> **Exercise objective**: The lines from the start of the records through the one containing "The bug: When" are to be transcribed exactly, and nothing else.

Source records
§
PR #7801, opened 2025-09-25
add fix for datatable pinned position

### LINKED ISSUE #7800: Data table visual issue

No

### Expected Behavior

Expected behavior
Image

The data table should look like the image above

### Actual Behavior

The issue below was seen when upgrading Grommet to v2.49.0

Image

I spoke to Matt Glissman and he said it was due to having the `pin` property on the `Serial number` column and having the `resizeable` property on the data table

Image

### Steps to Reproduce

Add `pin` property to a data table column object
Add `resizeable` property to the data table

### Your Environment

Grommet version: 2.49.0
Browser: Chrome 140.0.7339.185
OS: Windows

britt6612:
#### What does this PR do?
Fix position offset bug for pinned resizable DataTable columns.

The bug: When both `position: relative` (resize) and `position: sticky` (pin) applied to the same element, they conflicted and caused visual offset.

The fix: `position: onResize && !columnPin ? 'relative' : undefined` lets pinned columns use their existing sticky positioning while non-pinned columns get the relative positioning needed for the Resizer.
header.js
locally see `resizeable` story 
added a test to look specifically at the `position` property
storybook

The Resizer uses `position: absolute`.

Non-pinned columns: Need `position: relative` to serve as the positioning context
Pinned columns: Already have `position: sticky` from the pin styling, which can serve as the positioning context
closes #7800 
none
no
yes
backwards compatible


src/js/components/DataTable/stories/ResizableColumns.stories.js
```diff
@@ -54,26 +54,60 @@ const DATA = [
...
+    // Uncomment <Grommet> lines when using outside of storybook
+    // <Grommet theme={grommet}>
+    <Box align="center" pad="large">
+      <Heading level="3">Table with resizable & column sizes</Heading>
+      <Box overflow="auto" width="medium" height="medium">
+        <DataTable
+          columns={columnsResize}
+          data={DATA}
+          primaryKey={false}
+          resizeable
```
britt6612: TODO revert changes

src/js/components/DataTable/Header.js
```diff
@@ -500,8 +500,9 @@ const Header = forwardRef(
                       ? `${widths[property]}px`
                       : undefined,
                     boxSizing: onResize ? 'border-box' : undefined,
-                    position: onResize ? 'relative' : undefined,
+                    position: onResize && !columnPin ? 'relative' : undefined,
                     overflow: onResize ? 'visible' : undefined,
+                    zIndex: onResize && columnPin ? 2 : undefined,
```
jcfilben: Why a value of '2' here?

src/js/components/DataTable/stories/ResizableColumns.stories.js
jcfilben, line 1: It seems like the resize behavior is not working on this story, I can't change the column size

britt6612: the `resizer` has `z-index: 1;`
so I just did one above that.

src/js/components/DataTable/Header.js
britt6612: the resizer has z-index: 1;
so I just did one above that.

src/js/components/DataTable/stories/ResizableColumns.stories.js
britt6612: The issue is that the DataTable container has a fixed `width="small"` which constrains the table, when you try to resize columns, there's no room for them to expand.

halocline: Right, need to constrain the table to test the pin behavior, correct?

Can we modify the story to include a wider table too? That way we can verify both are behaving as expected. Just for testing purposes, can remove afterwards.

src/js/components/DataTable/Header.js
halocline: Can we define this in a variable and add a code comment regarding the relationship?

```
// Cells and their re-sizers need to scroll beneath pinned cells.
// StyledResizer has a z-index of 1.
const PINNED_ZINDEX = 2;
```

britt6612: yes will do

src/js/components/DataTable/stories/ResizableColumns.stories.js
britt6612: story is modified so now we can test!

src/js/components/DataTable/Header.js
britt6612: changed!

britt6612:
> Nice work! Just one last thing, the story you made is really nice for testing, I'm thinking we could create a new story ('Resize pinned' or something) and copy that code into there as a permanent addition to our storybook

yes that would be something we could do I know our stories are alot but I do think this one helps

jcfilben (approved):
Code looks good, would just want to create a new story and move the story code there before merging

src/js/components/DataTable/Header.js
```diff
@@ -500,8 +504,13 @@ const Header = forwardRef(
...
                       : undefined,
                     boxSizing: onResize ? 'border-box' : undefined,
-                    position: onResize ? 'relative' : undefined,
+                    // Don't override positioning when DataTable has pin prop
+                    position:
+                      onResize && !columnPin && !pinProp
+                        ? 'relative'
+                        : undefined,
                     overflow: onResize ? 'visible' : undefined,
+                    zIndex: onResize && columnPin ? PINNED_ZINDEX : undefined,
```
MikeKingdom: The `zIndex` in `StyledDataTableCell` is set to `z-index: ${Object.keys(props.pin).length};`

How is this interacting with that? It seems like it would override it which makes me wonder about multiple pins

britt6612: ah good point I could see this causing conflict

MikeKingdom (approved):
§
> **Answer to the problem**:
PR #7801, opened 2025-09-25
add fix for datatable pinned position

### LINKED ISSUE #7800: Data table visual issue

No

### Expected Behavior

Expected behavior
Image

The data table should look like the image above

### Actual Behavior

The issue below was seen when upgrading Grommet to v2.49.0

Image

I spoke to Matt Glissman and he said it was due to having the `pin` property on the `Serial number` column and having the `resizeable` property on the data table

Image

### Steps to Reproduce

Add `pin` property to a data table column object
Add `resizeable` property to the data table

### Your Environment

Grommet version: 2.49.0
Browser: Chrome 140.0.7339.185
OS: Windows

britt6612:
#### What does this PR do?
Fix position offset bug for pinned resizable DataTable columns.

The bug: When both `position: relative` (resize) and `position: sticky` (pin) applied to the same element, they conflicted and caused visual offset.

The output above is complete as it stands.